What the task asks = Please give the count of lines below that include "filtering" and leave out everything else.

Records shown =
PR #3906, opened 2026-05-23
[ENH] Optimize LoRA tensor lookup by pre-filtering in constructor

andersendsa:
## Description

This change addresses a TODO comment in `src/cpp/src/lora/adapter.cpp` recommending prefix filtering during object construction.

Instead of performing string matching, `substr` operations, and a full `std::map` scan on every `LoRAWeightGetterDefault::operator()` call, we now filter the tensors in the constructor. We store matching tensors (with their stripped names and stable value pointers) in a `std::vector`, resulting in a faster allocation-free O(k) iteration over only relevant tensors on the hot path. The associated TODO comment was removed.

## Checklist:


andersendsa:
Hi @likholat  could you pls let me know if this pr needs any changes or if it is good to merge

Result of the exercise = 2